Ford-Genk, interview de Philippe Poutou : « Il faut absolument coordonner les luttes »
Par Philippe Poutou & Guy Van Sinoy le Lundi, 12 Novembre 2012 PDF Imprimer Envoyer

Le 11 novembre, 20.000 personnes ont participé à la marche pour l’avenir organisée en commun par les syndicats et les autorités communales de Genk à l’occasion de la fermeture programmée de l’usine Ford. A part quelques groupes de manifestants combatifs, le ton général de cette marche était plutôt celui de la résignation.

Une petite délégation de l’usine Ford Blanquefort (France) avait fait le déplacement depuis Bordeaux. Parmi eux, Philippe Poutou, délégué CGT et candidat du NPA aux dernières élections présidentielles françaises.. A la fin de la marche, il aurait aimé adresser un message de solidarité aux travailleurs de Ford Genk, mais les organisateurs n’avaient pas prévu cela et il n’a donc pas pu prendre la parole. Nous l’avons brièvement interviewé à l’issue de la manifestation.

La Gauche : « Vous êtes-venu à plusieurs de l’usine Ford Blanquefort. Je suppose que vous auriez souhaité pouvoir vous adresser aux travailleurs de Genk? »

Philippe Poutou: « On est venu à deux, de l’usine Ford à côté de Bordeaux. C’était pas prévu qu’on parle à la tribune, donc on n’a pas parlé. On a quand même posé le problème à des responsables d’IG Metall, notamment. Cela montre un peu l’état dans lequel on se trouve, un émiettement assez important du mouvement syndical. A tel point que même des choses minimales ne se font pas. Car à partir du moment où il y a plusieurs délégations étrangères qui viennent il devrait y avoir un espace prévu pour des prises de paroles afin de montrer toute l’importance de la solidarité internationale, à fortiori quand il s’agit d’une multinationale. C’est ça qui est un peu démoralisant parfois, car il  y a aujourd’hui chez Ford, comme chez PSA, comme chez d’autres constructeurs de l’automobile, des attaques énormes avec des fermetures de sites, avec des plans de licenciements qui vont toucher des centaines voire des milliers de salariés. En plus, en emplois induits, ce seront des dizaines de milliers d’emplois qui passeront à la trappe.

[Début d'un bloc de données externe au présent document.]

PR #2836, opened 2026-07-29
feat(connectors): add Zendesk connector for tickets, Help Center, users, groups and organizations

anupPradhan0:
# 🚀 Add Zendesk Connector

## Overview

This PR introduces a **fully functional Zendesk connector** for PipesHub.

Previously, Zendesk existed only as a placeholder connector. It appeared in the UI but could not perform synchronization. This PR replaces that stub with a production-ready implementation that supports full and incremental synchronization, permissions, search indexing, and Help Center ingestion.

The implementation follows the existing Zammad connector architecture while taking advantage of Zendesk's native incremental export APIs.

---

# ✨ Features

### Supported Entities

| Entity | PipesHub Entity |
|---------|-----------------|
| Tickets | `TicketRecord` |
| Ticket Comments | Ticket blocks |
| Ticket Attachments | `FileRecord` |
| Help Center Articles | `WebpageRecord` |
| Help Center Sections | `RecordGroup (KB)` |
| Zendesk Groups | `RecordGroup (PROJECT)` |
| Organizations | `RecordGroup (USER_GROUP)` + `AppUserGroup` |
| Users (Agents & End Users) | `AppUser` |

---

# 🔧 What's Included

## Connector

- Full Sync support
- Incremental Sync using Zendesk Incremental Export API
- Cursor persistence using `SyncPoint`
- Ticket, Article, User, Group and Organization synchronization
- Permission mapping
- Record streaming for indexing
- Attachment ingestion
- Automatic RecordGroup creation

---

## Performance Improvements

Compared to the existing Zammad connector:

- Uses Zendesk Incremental Export API instead of timestamp checkpoints
- Sideloads users, groups and organizations to avoid N+1 API requests
- Prevents infinite incremental loops when cursors stop advancing
- Correct synchronization order:
  - Users
  - User Groups
  - Record Groups
  - Records

---

# 🐛 Bug Fixes

This PR also fixes several issues in the generated Zendesk DataSource.

### Fixed

- ✅ Query parameters were silently ignored (`query_params` → `query`)
- ✅ API errors now correctly return the response body (`response.text()`)
- ✅ Added pagination support to endpoints that previously returned only the first page
- ✅ Attachment downloads now validate the destination host before sending authentication headers
- ✅ Reindex now updates existing records instead of recreating them
- ✅ Prevent infinite cursor loops during incremental synchronization

---

# 🧪 Testing

## Unit Tests

Added **67 new unit tests**

| File | Tests |
|------|------:|
| `test_zendesk_client.py` | 25 |
| `test_zendesk_connector.py` | 42 |

### Regression Tests

Included tests for:

- Query parameter bug
- Attachment host validation
- Cursor loop protection
- Reindex behaviour
- Permission handling

---

## Full Test Suite

```text
23941 passed
2 skipped
0 failed
```

---

## Live Validation

Verified against a real Zendesk instance.

### Synced Data

| Entity | Count |
|---------|------:|
| Tickets | 22 |
| Articles | 27 |
| Organizations | 16 |
| Groups | 5 |
| Users | 46 |

---

### Validation Results

| Check | Result |
|--------|--------|
| Records Indexed | ✅ 49 / 49 |
| Failed Records | ✅ 0 |
| Qdrant Collection | ✅ Healthy |
| Record Groups | ✅ 31 |
| User Links | ✅ 46 |
| Permission Edges | ✅ Created |
| Orphan Records | ✅ 0 |
| SyncPoint | ✅ Persisted |

A second sync was also performed to verify incremental synchronization and cursor reuse.

---

# 📸 Screenshots

screenshot-2026-07-26_16-14-36

screenshot-2026-07-27_12-33-02

screenshot-2026-07-30_01-51-02
screenshot-2026-07-30_01-51-11
screenshot-2026-07-30_01-51-18
screenshot-2026-07-30_01-51-25

---

# 📊 Verification Queries

The following Cypher queries were used during validation.

<details>

<summary>Show Queries</summary>

```cypher
// No orphan records
MATCH (r:Record {connectorName:'ZENDESK'})
WHERE NOT (r)-[:BELONGS_TO]->(:RecordGroup)
RETURN r.recordName;

// Record group distribution
MATCH (rg:RecordGroup {connectorName:'ZENDESK'})
OPTIONAL MATCH (r:Record)-[:BELONGS_TO]->(rg)
RETURN rg.groupType, rg.groupName, count(r);

// Ticket metadata validation
MATCH (r:Record {connectorName:'ZENDESK'})-[:IS_OF_TYPE]->(t:Ticket)
RETURN t.status, count(*);
```

</details>

---

# 🚫 Out of Scope

This connector is **read-only**.

Not included in this PR:

- Ticket creation
- Ticket updates
- Comment creation
- Help Center editing
- OAuth authentication
- Webhooks
- Agent tools

These can be implemented in future PRs.

---

# ⚠️ Known Limitations

The following are platform limitations rather than connector issues.

- Ticket status, priority, tags and assignee are stored as graph metadata and are not currently used during semantic retrieval.
- Organization RecordGroups are created but tickets belong to only one RecordGroup, so organization-based navigation is limited.
- These limitations are already being addressed by the ongoing Knowledge Graph tooling work.

---

# 📁 Files Changed

| Area | Description |
|------|-------------|
| Connector | Added full Zendesk connector |
| DataSource | Fixed generated Zendesk client |
| Factory | Registered connector |
| Registry | Removed placeholder implementation |
| Constants | Added Zendesk constants |
| Value Mapper | Added Zendesk status mappings |
| Tests | Added 4 test files |

---

# ✅ Checklist

- [x] Full Sync
- [x] Incremental Sync
- [x] Ticket Sync
- [x] Help Center Sync
- [x] User Sync
- [x] Organization Sync
- [x] Permission Mapping
- [x] Record Groups
- [x] Search Indexing
- [x] Unit Tests
- [x] Integration Validation
- [x] Live Tested

## Summary by CodeRabbit

* **New Features**
  * Added Zendesk as a supported connector.
  * Enabled synchronization of users, groups, organizations, tickets, comments, attachments, and Help Center content.
  * Added API-token and OAuth authentication.
  * Added incremental synchronization, filtering, permissions, reindexing, and connection testing.
  * Added pagination and secure attachment downloads.

* **Bug Fixes**
  * Mapped the “hold” status to Blocked.
  * Improved reliability for paginated and incremental synchronization.


backend/python/app/connectors/sources/zendesk/connector.py
```diff
@@ -0,0 +1,1188 @@
...
+PAGE_SIZE = 100
+
+
+@ConnectorBuilder("Zendesk")\
+    .in_group(AppGroups.ZENDESK.value)\
+    .with_description("Sync tickets, comments, attachments, articles, users, and groups from Zendesk")\
+    .with_categories(["Help Desk", "Knowledge Base"])\
+    .with_scopes([ConnectorScope.PERSONAL.value, ConnectorScope.TEAM.value])\
+    .with_auth([
+        AuthBuilder.type(AuthType.API_TOKEN).fields([
```
darshangodase: Can you add oauth support also

backend/python/app/connectors/sources/zendesk/connector.py
```diff
@@ -0,0 +1,1188 @@
...
+                name="subdomain",
+                display_name="Subdomain",
+                placeholder="Enter your Subdomain",
+                description="The Subdomain from Zendesk instance",
+                field_type="TEXT",
+                max_length=2000,
+            ),
+        ])
+    ])\
+    .with_info(CONNECTOR_EMAIL_IDENTITY_INFO)\
```
darshangodase, line 173: verify does this connector email identity info required in zendesk

backend/python/app/connectors/sources/zendesk/connector.py
```diff
@@ -0,0 +1,1188 @@
...
+        .add_documentation_link(DocumentationLink(
+            "Zendesk API Token Setup",
+            "https://developer.zendesk.com/documentation/ticketing/introduction/authentication/",
+            "setup",
+        ))
+        .add_documentation_link(DocumentationLink(
+            "Pipeshub Documentation",
+            "https://docs.pipeshub.com/connectors/zendesk/zendesk",
+            "pipeshub",
+        ))
```
darshangodase, line 185: add documentation for this connector in pipeshub docs repo

backend/python/app/connectors/sources/zendesk/connector.py
```diff
@@ -0,0 +1,1188 @@
...
+        except Exception as e:
+            self.logger.error(f"Failed to initialize Zendesk connector: {e}", exc_info=True)
+            return False
+
+    async def _get_fresh_datasource(self) -> ZendeskDataSource:
+        if not self.external_client:
+            await self.init()
+        if not self.data_source:
+            raise Exception("Zendesk data source is not initialized")
+        return self.data_source
```
darshangodase, line 304: for api token does not required this method whenever you will add oauth support handle accordingly

backend/python/app/connectors/sources/zendesk/connector.py
```diff
@@ -0,0 +1,1188 @@
...
+
+    async def run_sync(self) -> None:
+        self.logger.info(f"Starting Zendesk sync for connector {self.connector_id}")
+        if not self.external_client:
+            await self.init()
```
darshangodase: if external client not available do not re init  throw exception

rish664:
@coderabbitai full review

backend/python/app/connectors/sources/zendesk/connector.py
```diff
@@ -0,0 +1,1188 @@
...
+SYNC_POINT_KEY = "zendesk_incremental"
+DEFAULT_INCREMENTAL_START_TIME = 1
+PAGE_SIZE = 100
+
+
+@ConnectorBuilder("Zendesk")\
+    .in_group(AppGroups.ZENDESK.value)\
+    .with_description("Sync tickets, comments, attachments, articles, users, and groups from Zendesk")\
+    .with_categories(["Help Desk", "Knowledge Base"])\
+    .with_scopes([ConnectorScope.PERSONAL.value, ConnectorScope.TEAM.value])\
```
darshangodase: Make Team scope only

backend/python/app/connectors/sources/zendesk/connector.py
```diff
@@ -0,0 +1,1188 @@
...
+
+        users, user_email_map = await self._fetch_users(datasource)
+        if users:
+            await self.data_entities_processor.on_new_app_users(users)
+        self.logger.info(f"Zendesk: synced {len(users)} users")
+
+        # Must run after on_new_app_users so the creator's USER_APP_RELATION edge is
+        # written alongside the Zendesk-sourced ones, and before any record is
+        # emitted so the group permission can be stamped onto them.
+        await self._ensure_creator_access()
```
darshangodase: This is for personal connectors only so remove it

backend/python/app/connectors/sources/zendesk/connector.py
```diff
@@ -0,0 +1,1188 @@
...
+
+        group_record_groups, group_user_groups = await self._fetch_groups(datasource, user_email_map)
+        if group_user_groups:
+            await self.data_entities_processor.on_new_user_groups(group_user_groups)
+        if group_record_groups:
+            await self.data_entities_processor.on_new_record_groups(group_record_groups)
+        self.logger.info(f"Zendesk: synced {len(group_record_groups)} groups")
+
+        org_record_groups, org_user_groups = await self._fetch_organizations(datasource)
```
darshangodase: If org record groups not using anywhere  then why creating it ?

backend/python/app/connectors/sources/zendesk/connector.py
```diff
@@ -0,0 +1,1188 @@
...
+        datasource = await self._get_fresh_datasource()
+
+        self.sync_filters, self.indexing_filters = await load_connector_filters(
+            self.config_service,
+            "zendesk",
+            self.connector_id,
+            self.logger,
+        )
+
+        users, user_email_map = await self._fetch_users(datasource)
```
darshangodase: do not pass datasource from here if you are adding oauth support then add wherever calling api's

backend/python/app/connectors/sources/zendesk/connector.py
```diff
@@ -0,0 +1,1188 @@
...
+        if users:
+            await self.data_entities_processor.on_new_app_users(users)
+        self.logger.info(f"Zendesk: synced {len(users)} users")
+
+        # Must run after on_new_app_users so the creator's USER_APP_RELATION edge is
+        # written alongside the Zendesk-sourced ones, and before any record is
+        # emitted so the group permission can be stamped onto them.
+        await self._ensure_creator_access()
+
+        group_record_groups, group_user_groups = await self._fetch_groups(datasource, user_email_map)
```
darshangodase: do not pass datasource from here if you are adding oauth support then add wherever calling api's

backend/python/app/connectors/sources/zendesk/connector.py
darshangodase: do not pass datasource from here if you are adding oauth support then add wherever calling api's

backend/python/app/connectors/sources/zendesk/connector.py
```diff
@@ -0,0 +1,1188 @@
...
+        self.logger.info(f"Zendesk: synced {len(group_record_groups)} groups")
+
+        org_record_groups, org_user_groups = await self._fetch_organizations(datasource)
+        if org_user_groups:
+            await self.data_entities_processor.on_new_user_groups(org_user_groups)
+        if org_record_groups:
+            await self.data_entities_processor.on_new_record_groups(org_record_groups)
+        self.logger.info(f"Zendesk: synced {len(org_record_groups)} organizations")
+
+        ticket_count = await self._sync_tickets(datasource)
```
darshangodase: do not pass datasource from here if you are adding oauth support then add wherever calling api's

backend/python/app/connectors/sources/zendesk/connector.py
```diff
@@ -0,0 +1,1188 @@
...
+        article_count = await self._sync_help_center_articles(datasource)
```
darshangodase: do not pass datasource from here if you are adding oauth support then add wherever calling api's

backend/python/app/connectors/sources/zendesk/connector.py
anupPradhan0: Added. Introduced a second AuthBuilder.type(AuthType.OAUTH).oauth(...) configuration alongside the existing API Token flow.

Since Zendesk's OAuth endpoints are tenant-specific, the authorize/token URLs are collected as auth fields (same approach as the ServiceNow connector). The client-side OAuth implementation (ZendeskRESTClientViaOAuth and the auth_type == "OAUTH" branch in build_from_services) already existed, so this change mainly wires it into the connector configuration.

backend/python/app/connectors/sources/zendesk/connector.py
anupPradhan0: Verified — yes, it's required.

This connector resolves identity by email throughout. Record permissions are emitted as Permission(email=...) for the requester, and on_new_user_groups matches users via get_user_by_email. If a user's PipesHub email differs from their Zendesk email, they won't receive access.

This same constant is already used by 29 other connectors, including Zammad, so no change was needed.

backend/python/app/connectors/sources/zendesk/connector.py
anupPradhan0: I haven't done this yet since the documentation lives in a separate repository. I'll raise a separate PR there.

I'll make sure the permission model is documented, including ticket visibility (group/requester/organization), exclusion of internal (public=false) comments, and the handling of draft or restricted Help Center articles.

backend/python/app/connectors/sources/zendesk/connector.py
anupPradhan0: Updated accordingly.

_get_fresh_datasource() is now the single entry point for obtaining the datasource, which makes it the right place for OAuth token refreshes. I also removed the datasource parameter from the sync helpers (_fetch_users, _fetch_groups, _fetch_organizations, _sync_tickets, _sync_help_center_articles), so each method resolves the datasource through _get_fresh_datasource(). That ensures a refreshed OAuth token is picked up immediately instead of reusing a stale datasource for the entire sync.

backend/python/app/connectors/sources/zendesk/connector.py
anupPradhan0: Fixed.

_get_fresh_datasource() now raises a RuntimeError if the external client or datasource hasn't been initialized instead of attempting to re-initialize them.

I also removed the duplicate initialization check from run_sync(), since _get_fresh_datasource() now handles this consistently.

This is safe because ConnectorFactory.create_and_initialize() already returns None if init() fails, so reaching run_sync() without a properly initialized datasource indicates a genuine bug that should be surfaced rather than hidden.

backend/python/app/connectors/sources/zendesk/connector.py
anupPradhan0: Done. Updated the connector to use only .with_scopes([ConnectorScope.TEAM.value]) and removed ConnectorScope.PERSONAL.

backend/python/app/connectors/sources/zendesk/connector.py
anupPradhan0: Removed, along with the four _connector_group_permission usages it fed.

I verified that ensure_connector_group_permission is only used by the *_personal connectors. Access is now derived entirely from Zendesk's own ACLs.

One behavioral change worth noting is that a PipesHub admin without a matching Zendesk user will no longer see synchronized records. That's expected for a Team-scoped connector, but it's worth calling out in the PR.

backend/python/app/connectors/sources/zendesk/connector.py
anupPradhan0: You're right. Nothing ever assigned records to org_* RecordGroups—tickets use group_* and Help Center articles use section_*, so the organization RecordGroups remained permanently empty.

I've removed them. _fetch_organizations() now returns only user groups, and organization-based visibility is represented by Permission(GROUP, external_id=f"org_{id}") on the ticket using ticket_data["organization_id"]. This also makes Zendesk's shared-organization visibility work correctly.

backend/python/app/connectors/sources/zendesk/connector.py
anupPradhan0: Done. _fetch_users() now resolves the datasource internally via await self._get_fresh_datasource() instead of receiving it as a parameter.

It also now returns a completeness flag so that a truncated user export never reaches on_new_user_groups, which rebuilds memberships from the supplied dataset.

backend/python/app/connectors/sources/zendesk/connector.py
anupPradhan0: Done. _fetch_groups(user_email_map) now resolves the datasource internally through _get_fresh_datasource().

It also reports whether the entire export completed successfully. Since list_group_memberships uses offset pagination and Zendesk stops beyond 10,000 records, membership rebuilds are now skipped if the export is incomplete.

backend/python/app/connectors/sources/zendesk/connector.py
anupPradhan0: Done. _fetch_organizations() now resolves the datasource internally instead of accepting it as a parameter.

Its return type has also been narrowed to user groups only, following the removal of unused organization RecordGroups.

backend/python/app/connectors/sources/zendesk/connector.py
anupPradhan0: Done. _sync_tickets() now resolves the datasource internally through _get_fresh_datasource().

backend/python/app/connectors/sources/zendesk/connector.py
anupPradhan0: Done. Both _sync_help_center_articles() and _sync_help_center_sections() now resolve the datasource internally instead of receiving it from run_sync().

This also prepares the connector for OAuth. A datasource resolved once in run_sync() would become stale if the access token were refreshed during a long-running sync. Resolving it inside each method ensures refreshed credentials are picked up automatically, with _get_fresh_datasource() acting as the single refresh point.

backend/python/app/connectors/sources/zendesk/connector.py
```diff
@@ -0,0 +1,1188 @@
...
+        datasource = await self._get_fresh_datasource()
+        content_url = record.weburl
+        if not content_url:
+            raise ValueError("Zendesk attachment missing content URL")
+        if not self._is_safe_zendesk_asset_url(content_url):
+            raise ValueError(
+                f"Refusing to fetch Zendesk attachment from untrusted host: {urlparse(content_url).hostname}"
+            )
+        headers = datasource.http.headers.copy()
+        response = await datasource.http.execute(HTTPRequest(url=content_url, method="GET", headers=headers))
```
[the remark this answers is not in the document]
anupPradhan0: Fixed, and tightened further than suggested.

_is_safe_zendesk_asset_url now requires https and rejects non-Zendesk hosts. I also added _is_tenant_api_url, which pins requests to the configured Zendesk subdomain. Previously, any *.zendesk.com host would have been accepted, so a URL pointing to another tenant's subdomain could have received this tenant's API credentials.

Authorization headers are now sent only to the configured API host. CDN downloads use headers = {} since those URLs are already pre-signed and don't require authentication.

I also changed FileRecord.weburl to no longer store the temporary content_url, since it's effectively a bearer token. Instead, _resolve_attachment_url() fetches a fresh signed URL via show_attachment whenever the file is downloaded.

Added coverage with test_cdn_download_withholds_api_credentials plus negative tests for foreign subdomains and plain HTTP URLs.

backend/python/tests/unit/connectors/sources/test_zendesk_connector.py
```diff
@@ -0,0 +1,1399 @@
...
+        datasource = MagicMock()
+        datasource.incremental_users = AsyncMock(return_value=_make_response(data={
+            "users": [{"id": 1, "email": "a@acme.com", "name": "A"}],
+            "after_cursor": "stuck",
+            "end_of_stream": False,
+        }))
+        users, _ = await zendesk_connector._fetch_users(datasource)
+        # First page consumed, second call detects the repeated cursor and stops.
+        assert datasource.incremental_users.await_count == 2
+        assert len(users) == 2
```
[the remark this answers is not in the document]
anupPradhan0: I haven't changed this because I don't believe the premise holds, but happy to revisit if I'm missing something.

On the first iteration the request is sent with cursor=None, and the server returns after_cursor="stuck". Fetching "stuck" on the next iteration is the first legitimate request for that page. Only after receiving "stuck" again does the connector detect that the cursor hasn't advanced (next_cursor == cursor) and terminate. These are two distinct requests; the duplicate records only appear because the mock returns the same payload twice.

The actual issue here was that the connector was using the time-based incremental endpoints (/incremental/{tickets,users,organizations}.json), which don't return after_cursor at all. As a result, every incremental sync stopped after the first 1,000 records. I've fixed that by switching to the /cursor.json endpoints, with start_time used only for the initial request and the returned cursor used for subsequent pages.

I also added tests/unit/sources/external/test_zendesk_data_source.py to verify the cursor endpoints and the start_time → cursor transition. Those tests would have caught the original issue.

backend/python/tests/unit/connectors/sources/test_zendesk_connector.py
```diff
@@ -0,0 +1,1399 @@
...
+
+    async def test_stream_record_dispatches_file(self, zendesk_connector):
+        _ready(zendesk_connector)
+        record = MagicMock()
+        record.record_type = RecordType.FILE
+        zendesk_connector._process_file_for_streaming = AsyncMock(return_value=b"bytes")
+
+        response = await zendesk_connector.stream_record(record)
+
+        assert response.media_type == MimeTypes.BLOCKS.value
```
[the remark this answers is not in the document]
anupPradhan0: Fixed.

stream_record() now handles RecordType.FILE using create_stream_record_response(..., mime_type=record.mime_type, ...), matching the approach used by the Jira connector. Previously, attachment bytes were always returned as MimeTypes.BLOCKS, even though the correct MIME type had already been stored on the FileRecord.

I also updated the test (test_stream_record_serves_file_with_its_own_mime_type) to assert the correct MIME type (text/plain) instead of preserving the previous incorrect behavior.

backend/python/app/connectors/sources/zendesk/connector.py
```diff
@@ -0,0 +1,1407 @@
...
+
+        Not re-initialising on failure: the factory never returns an uninitialised
+        connector, so reaching here uninitialised is a bug. Also the single place an
+        OAuth refresh belongs, hence callers re-resolve rather than hold one.
+        """
+        if not self.external_client or not self.data_source:
+            raise RuntimeError("Zendesk data source is not initialized")
+        if await self._oauth_token_rotated():
+            await self.init()
+        return self.data_source
```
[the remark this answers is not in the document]
anupPradhan0: implemented

backend/python/app/connectors/sources/zendesk/connector.py
```diff
@@ -0,0 +1,1407 @@
...
+                break
+            if not response.data:
+                break
+            payload = response.data
+            users_data.extend(self._extract_list(payload, "users"))
+            next_cursor = payload.get("after_cursor") or payload.get("cursor")
+            # A repeated cursor means the export is not advancing.
+            if payload.get("end_of_stream", True) or not next_cursor or next_cursor == cursor:
+                break
+            cursor = next_cursor
```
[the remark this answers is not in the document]
anupPradhan0: implemented

backend/python/tests/unit/sources/client/test_zendesk_client.py
```diff
@@ -0,0 +1,271 @@
...
+
+    def test_to_json(self):
+        resp = ZendeskResponse(success=True, data={"k": "v"})
+        assert json.loads(resp.to_json())["success"] is True
+
+    def test_defaults_are_none(self):
+        resp = ZendeskResponse(success=True)
+        assert resp.data is None
+        assert resp.error is None
+        assert resp.message is None
```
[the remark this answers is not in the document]
anupPradhan0: implemented

backend/python/app/connectors/sources/zendesk/connector.py
```diff
@@ -0,0 +1,1407 @@
...
+
+    async def _get_start_time(self) -> int:
+        sync_point = await self.records_sync_point.read_sync_point(SYNC_POINT_KEY)
+        start_time = sync_point.get("lastEndTime") or DEFAULT_INCREMENTAL_START_TIME
+        modified_filter = self.sync_filters.get(SyncFilterKey.MODIFIED) if self.sync_filters else None
+        if modified_filter:
+            value = modified_filter.get_value(default=None)
+            if isinstance(value, tuple) and value[0]:
+                start_time = max(int(start_time), int(value[0] / 1000))
+        return int(start_time)
```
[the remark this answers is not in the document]
anupPradhan0: SyncPoint.read_sync_point is annotated -> Dict[str, Any] and returns {} when no sync point exists (app/connectors/core/base/sync_point/sync_point.py:113); it never returns None. The suggested test would assert a state that can't occur. I've resolved the inconsistency in the other direction — dropped the redundant or {} in run_sync so both call sites rely on the declared contract.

Donc la situation est très grave et on se retrouve finalement à une sorte d’incapacité à riposter ensemble, au-delà d’un site. On voit aujourd’hui que le mouvement syndical n’est pas capable d’avoir des réflexes de base, de resserrer les liens, d’essayer de voir comment ou pourrait agir ensemble. Donc voilà. Aujourd’hui, nous on a tenu à apporter notre solidarité car on est touchés, à la fois attristés mais aussi révoltés par la fermeture de l’usine de Genk et des usines Ford en Angleterre. Mais à côté du soutien que nous apportons, on aurait aimé discuter de comment on peut envisager de se défendre. Se défendre au niveau d’un site, mais aussi se défendre les uns et les autres, ensemble, par-delà les frontières. A l’échelle du continent, comment les salariés de Ford peuvent se défendre. Et même il faudrait voir quels liens on peut tisser entre les salariés de PSA et ceux de General Motors, par exemple. C’est ce genre de questions qu’on a envie de poser : comment on peut construire une résistance collective, comment on peut arriver à coordonner les actions, les ripostes, de manière à redonner la pêche à des tas de salariés qui aujourd’hui n’y croient pas. Donc c’est plus que du soutien. C’est concrètement comment on peut concrètement avancer vers la convergence des luttes.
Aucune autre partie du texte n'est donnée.